::: Records for this exercise :::
PR #6490, opened 2023-02-14
feat(ui5-datepicker): show only needed pickers based on date format

mindarelus:
Changes:
 - `CalendarPickersMode.ts` - new private type that describes allowed pickers in a calendar
 - `Calendar.ts` gets a new private member `_pickersMode` of type `CalendarPickersMode` that determines which pickers it is allowed to show. This is passed externally by `DatePicker.ts`. Also, most of the code from `onSelectedDatesChange` is extracted to a new function to be reused.
 - `DatePicker.ts`, `DateRangePicker.ts` and `DateTimePicker.ts` have new `get _calendarPickersMode` derived state that is determined based on date format for `DatePicker.ts`, but is hard-coded to enforce the old behavior (always show all pickers) for `DateRangePicker.ts` and `DateTimePicker.ts`.

closes: https://github.com/SAP/ui5-webcomponents/issues/2993


packages/main/src/Calendar.ts
```diff
@@ -319,6 +332,38 @@ class Calendar extends CalendarPart {
...
 
+	extractDateModes():string[] {
+		const format = (this.getFormat() as any);
+		if (!format) {
+			return ["day", "month", "year"];
+		}
+		const aPatternSymbolTypes = format.aFormatArray.map((oPatternSymbolSettings:{type:string}) => {
+			return oPatternSymbolSettings.type.toLowerCase();
+		});
+		const bDay = aPatternSymbolTypes.indexOf("day") >= 0;
```
vladitasev, line 343: I know this was copied from OpenUI5, but still:
 - do not use hungarian notation
 - do not use `indexOf` but `includes`

packages/main/src/Calendar.ts
```diff
@@ -365,11 +410,12 @@ class Calendar extends CalendarPart {
 			rangeStart.setYear(this._currentPickerDOM._firstYear!);
 			rangeEnd.setYear(this._currentPickerDOM._lastYear!);
 
-			const rangeStartSecType = transformDateToSecondaryType(this.primaryCalendarType, this.secondaryCalendarType, rangeStart.valueOf() / 1000, true)
-				.firstDate;
-			const rangeEndSecType = transformDateToSecondaryType(this.primaryCalendarType, this.secondaryCalendarType, rangeEnd.valueOf() / 1000, true)
-				.lastDate;
-			this._headerYearButtonTextSecType = `${yearFormatSecType.format(rangeStartSecType.toLocalJSDate(), true)} - ${yearFormatSecType.format(rangeEndSecType.toLocalJSDate(), true)}`;
+			const rangeStartSecType = transformDateToSecondaryType(this.primaryCalendarType, this.secondaryCalendarType, rangeStart.valueOf() / 1000, true).firstDate;
```
vladitasev, line 413: revert re-format

packages/main/src/Calendar.ts
```diff
@@ -423,21 +469,60 @@ class Calendar extends CalendarPart {
...
 		}
 	}
 
 	onSelectedMonthChange(e: CustomEvent<MonthPickerChangeEventDetail>) {
 		this.timestamp = e.detail.timestamp;
-		this._currentPicker = "day";
+		if (this.pickerModes.includes("day")) {
+			this._currentPicker = "day";
+		} else {
+			const selectedDates = [this.timestamp * 1000];
```
vladitasev, line 487: Why do you multiple by 1000 here? Wouldn't that change the format of the `selectedDates` property in the event detail object? Before, users were receiving one type of number, and now they will be receiving another type, which will cause bugs.

packages/main/src/Calendar.ts
```diff
@@ -423,21 +469,60 @@ class Calendar extends CalendarPart {
...
+			const datesValues = selectedDates.map(ts => {
+				const calendarDate = CalendarDate.fromTimestamp(ts, this._primaryCalendarType);
```
vladitasev, line 489: multiply by 1000 here instead, so `fromTimestamp(ts * 1000, ......`

packages/main/src/Calendar.ts
```diff
@@ -423,21 +469,60 @@ class Calendar extends CalendarPart {
...
 
 	onSelectedYearChange(e: CustomEvent<YearPickerChangeEventDetail>) {
 		this.timestamp = e.detail.timestamp;
-		this._currentPicker = "day";
+		if (this.pickerModes.includes("day")) {
+			this._currentPicker = "day";
+		} else if (this.pickerModes.includes("month")) {
+			this._currentPicker = "month";
+		} else {
+			const selectedDates = [this.timestamp * 1000];
```
vladitasev, line 511: same as above

packages/main/src/Calendar.ts
```diff
@@ -475,20 +560,11 @@ class Calendar extends CalendarPart {
...
 
 	static get dependencies() {
-		return [
-			CalendarDateComponent.default,
-			CalendarHeader,
-			DayPicker,
-			MonthPicker,
-			YearPicker,
-		];
+		return [CalendarDateComponent.default, CalendarHeader, DayPicker, MonthPicker, YearPicker];
```
vladitasev, line 563: revert

packages/main/src/Calendar.ts
```diff
@@ -475,20 +560,11 @@ class Calendar extends CalendarPart {
...
 }
 
 Calendar.define();
 
 export default Calendar;
-export type {
-	ICalendarPicker,
-	CalendarChangeEventDetail,
-};
+export type { ICalendarPicker, CalendarChangeEventDetail };
```
vladitasev, line 570: revert

packages/main/src/Calendar.ts
```diff
@@ -319,6 +330,32 @@ class Calendar extends CalendarPart {
...
+	extractDateModes():string[] {
+		const format = this.getFormat() as DateFormat & { aFormatArray: Array<{type: string}> };
+		const types = format.aFormatArray.map((settings:{type:string}) => {
+			return settings.type.toLowerCase();
+		});
+		const result = [];
+		if (types.includes("day")) {
+			result.push("day");
+		}
+		if (types.includes("month") || types.includes("monthstandalone")) {
```
vladitasev, line 342: The second part is redundant, this should also be fixed in OpenUI5. It's not possible to include the second part, but not the first.

vladitasev (commented):
Looks good to me in terms of code

vladitasev:
Please format the commit message according to the requirements

packages/main/src/Calendar.ts
```diff
@@ -319,6 +330,32 @@ class Calendar extends CalendarPart {
 		this.secondaryCalendarType && this._setSecondaryCalendarTypeButtonText();
 	}
 
+	extractDateModes():string[] {
```
ilhan007, line 333: 4. Use the syntax of `Array<T>` instead of `T[]`
as described in https://github.com/SAP/ui5-webcomponents/blob/main/docs/5-development/07-ts.md

tsanislavgatev (changes requested):
I think that the logic concerning the formatPattern should be exctracted on DatePicker level, as the Calendar control does not know or need to know about formats, as it does not have any string representation on public level. Taking the extracting the mode from formatPattern on DatePicker level would need a pickerModes property passed trough the hbs, but it will be good for us, as we will have the functionality on the most specific level. This would also provide us easy way to separate the DatePicker from DateTimePicker and DateRangePicker  by just overriding the functions that operate with the data related to formats. After we implement this I will continue the review as we spoke with Dimitar.

packages/main/src/DateRangePicker.ts
```diff
@@ -357,6 +358,10 @@ class DateRangePicker extends DatePicker {
 
 		return "";
 	}
+
+	extractCalendarMode():CalendarMode {
```
vladitasev, line 362: space after:

packages/main/src/DateTimePicker.ts
```diff
@@ -422,6 +423,10 @@ class DateTimePicker extends DatePicker {
 
 		return selectedDate;
 	}
+
+	extractCalendarMode():CalendarMode {
```
vladitasev, line 427: same

packages/main/src/types/CalendarMode.ts
```diff
@@ -0,0 +1,17 @@
...
+ * Different Calendar modes.
+ *
+ * @class
+ * @enum {number}
+ * @public
+ * @author SAP SE
+ * @alias sap.ui.webc.main.types.CalendarMode
+ */
+
+enum CalendarMode {
```
vladitasev, line 11: use just strings

vladitasev (changes requested):
The Calendar use case is broken

packages/main/src/DateTimePickerPopover.hbs
```diff
@@ -24,6 +24,7 @@
 			.selectionMode="{{_calendarSelectionMode}}"
 			.minDate="{{minDate}}"
 			.maxDate="{{maxDate}}"
+			.calendarMode="{{_calendarMode}}"
```
vladitasev, line 27: Better to not pass this at all, and have a good default in the Calendar.ts

packages/main/src/types/CalendarMode.ts
```diff
@@ -0,0 +1,17 @@
...
+	DAY_MONTH_YEAR = "DAY_MONTH_YEAR",
```
vladitasev, line 12: missing JSDoc for the enum values

vladitasev (commented):
I think there should be no changes for DateTimePicker.ts, if Calendar.ts already has the correct default value of `calendarMode`.

packages/main/src/DatePicker.ts
```diff
@@ -822,6 +828,31 @@ class DatePicker extends DateComponentBase implements IFormElement {
...
+	 * Extracts the picker's calendar mode according to the format
+	 *
+	 * @private
+	 * @method
+	 * @name sap.ui.webc.main.DatePicker#extractCalendarModes
+	 * @returns {CalendarMode} The mode to open the calendar
+	 */
+	extractCalendarMode(): CalendarMode {
+		const format = this.getFormat() as DateFormat & { aFormatArray: Array<{type: string}> };
+		const types = format.aFormatArray.map((settings:{type:string}) => {
```
vladitasev, line 841: missing spaces after `:`

And why is that needed, aFormatArray is defined as Array of {type: string} above, so settings should be known

packages/main/src/DateTimePickerPopover.hbs
```diff
@@ -23,7 +23,7 @@
 			timestamp="{{_calendarTimestamp}}"
 			.selectionMode="{{_calendarSelectionMode}}"
 			.minDate="{{minDate}}"
-			.maxDate="{{maxDate}}"
+			.maxDate="{{maxDate}}"
```
vladitasev, line 26: revert the extra tabs here as they will create confusing git history for this line

vladitasev (commented):
PR message still not fixed: must be feat(ui5-datepicker):......

packages/main/test/pages/Simple.html
```diff
@@ -1,23 +1,23 @@
...
-<body class="simple1auto">
-
-<ui5-icon name="add"></ui5-icon>
-
-</body>
+	<head>
+		<meta name="viewport" content="width=device-width, initial-scale=1.0, maximum-scale=1.0, user-scalable=no" />
+		<meta charset="utf-8" />
+
+		<title>Button</title>
```
tsanislavgatev, line 7: title button?

packages/main/test/pages/Simple.html
```diff
@@ -1,23 +1,23 @@
 <!DOCTYPE html>
 <html>
-<head>
```
tsanislavgatev, line 3: Why is this file needed?

packages/main/test/specs/DatePicker.spec.js
```diff
@@ -1192,4 +1192,86 @@ describe("Date Picker Tests", () => {
...
+		const yearPicker = await calendar.shadow$("ui5-yearpicker");
+		assert.notOk(await dayPicker.getAttribute("hidden"));
+		assert.ok(await monthPicker.getAttribute("hidden"));
+		assert.ok(await yearPicker.getAttribute("hidden"));
+
+		const timestamp_30_Jan_2020 = 1580342400;
+		const calendarDate_30_Jan_2020 = await datepicker.getPickerDate(timestamp_30_Jan_2020);
+		await calendarDate_30_Jan_2020.click();
+
+		assert.isFalse(await datepicker.isPickerOpen(), "picker is closed after day selection");
```
tsanislavgatev, line 1220: what is the difference between notOk and isFalse? And should we mix them both in one test.

tsanislavgatev (changes requested):
Also I think it will be good to have playground sample of this, as it is something new and it was requested by stakeholders.

packages/main/test/specs/DatePicker.spec.js
mindarelus: there is huge difference between these, there is no problem in mixing them in one test when needed. 
https://api.qunitjs.com/assert/notOk/

packages/main/test/pages/Simple.html
mindarelus: I will reverted, only used it for testing purposes.

packages/main/src/types/CalendarMode.ts
```diff
@@ -0,0 +1,32 @@
+/**
+ * Different Calendar modes.
+ *
+ * @class
+ * @enum {number}
+ * @public
```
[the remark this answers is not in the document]
mindarelus: @vladitasev should answer this.

packages/main/src/Calendar.ts
```diff
@@ -441,15 +443,15 @@ class Calendar extends CalendarPart {
 	}
 
 	onSelectedDatesChange(e: CustomEvent<DayPickerChangeEventDetail>) {
-		const timestamp = e.detail.timestamp;
```
vladitasev, line 418: Why were these changes necessary? To assign to `this.timestamp` early, to rename the local variable from `ts` to `timestamp`, etc...? This only looks like refactoring?

vladitasev (changes requested):
There is a merge conflict too

packages/main/src/Calendar.ts
mindarelus: @tsanislavgatev didn't like the ts, he commented that ts could many things, and to make it timestamp instead.

packages/main/src/types/CalendarPickersMode.ts
```diff
@@ -0,0 +1,34 @@
...
+	 * User can select months and years
+	 * @public
+	 * @type {MONTH_YEAR}
+	 */
+	MONTH_YEAR = "MONTH_YEAR",
+
+	/**
+	 * User can select years
+	 * @public
+	 * @type {MONTH_YEAR}
```
tsanislavgatev, line 29: Shouldn't this be only YEAR?

tsanislavgatev (approved):

Issue #6475, opened 2023-02-13
TextArea: Allow value null to prevent standard libarary to throw errors


C3ntraX:
### **Feature Request Description**
See #6472

Standard libarary throwing errors because the textarea value does not accept null.

### **Proposed Solution**
A clear and concise description of the solution you would like to have.

### **Additional Context**
Add other context or screenshots related to the feature request here.

### **Priority**
- [ ] Low
- [x] Medium
- [ ] High
- [ ] Very High

A clear and concise description of the impact/urgency of the required feature.

### **Stakeholder Info** (if applicable)

- Organization: {...}
- Business impact: {...}

C3ntraX:
The input value does accept null although the api states otherwise, but its was not noticed because the input does not throw an error.
https://sap.github.io/ui5-webcomponents/main/playground/components/Input/ 

Therefore it makes sense to update the api for the Input Element as well.

s-todorova:
Hello @SAP/ui5-webcomponents-topic-rl,

This feature request is related to #6472. Could you please check the referenced issue and analyze whether it is espected to be able to set the ui5-textarea value to "null" ?

Kind regards,
Siyana

PR #6493, opened 2023-02-14
fix(ui5-textarea): prevent exception if value is set to null

ivoplashkov:
Fixes: #6475


packages/main/src/TextArea.ts
```diff
@@ -532,6 +532,10 @@ class TextArea extends UI5Element implements IFormElement {
 	}
 
 	_tokenizeText(value: string) {
+		if (!value) {
```
ndeshev, line 535: It may be better to add that in onBeforeRendering because the `_tokenizeTex`t param type is set to string. This function is called every time on onBeforeRendering anyway.

ndeshev (approved):

packages/main/src/TextArea.ts
ivoplashkov: Done.

ndeshev (approved):

PR #6498, opened 2023-02-14
feat: replaced fireEvents with function calls to event decorated properties

g-cheishvili:
### Description
This PR changes the `@event` decorator to property decorator instead of class decorator. When compiled, it creates a function which internally calls `this.fireEvent` with a predefined event name(comes from the decorator parameter).
This approach has a few advantages over the previous variant:
- explicitly defined properties, which are responsible for firing events and thus better usage analytics and superior refactoring
- When we make a move to the JSX renderers, this will help us with far less hacks

This change does not bring any breaking changes and everything that is written in `js` files are still valid, only `ts` files will have to adopt this approach

## Pull Request Checklist
- [x] Reviewed the [Contributing Guidelines](https://github.com/SAP/ui5-webcomponents/blob/main/CONTRIBUTING.md)
- [x] [Correct commit message style](https://github.com/SAP/ui5-webcomponents/blob/main/docs/6-contributing/02-conventions-and-guidelines.md#commit-message-style)


pskelin (changes requested):
This change cannot be merged until the previously discussed points are addressed:

1. The name of the property sounds like a handler (`onSelectionChange`), but it actually fires an event. It is very confusing when the name of a method does not match what it is actually doing.

2. The property is added for JSX autocomplete, but does nothing when used externally. Adding an event handler will be done by the JSX parser (via `addEventListener`) and does not rely on this property name at all. Even worse, anyone using a component standalone will see this property via autocomplete, it will seem like assigning a callback to it will start reacting to events, but this will overwrite the method that is firing the events and the component will stop working completely.

Overall this change is addressing two separate concepts via a single implementation. 

1. One is how to have better refactoring in the component and a good place to put the event decorator. If we keep this, the name of the method should become `fireSelectionChange` to match what it does.

2. How to get autocompletion in JSX. In this project we avoid adding code that is specific for a single usage scenario. It seems better to address this in the JSX parser itself, as it will be adding an `addEventListener` from the property anyway, so there will be custom logic.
:::
**Exercise:** In the entries above, some lines hold the string "mindarelus". Copy each of them.

**Answer for the task:**
mindarelus:
mindarelus: there is huge difference between these, there is no problem in mixing them in one test when needed. 
mindarelus: I will reverted, only used it for testing purposes.
mindarelus: @vladitasev should answer this.
mindarelus: @tsanislavgatev didn't like the ts, he commented that ts could many things, and to make it timestamp instead.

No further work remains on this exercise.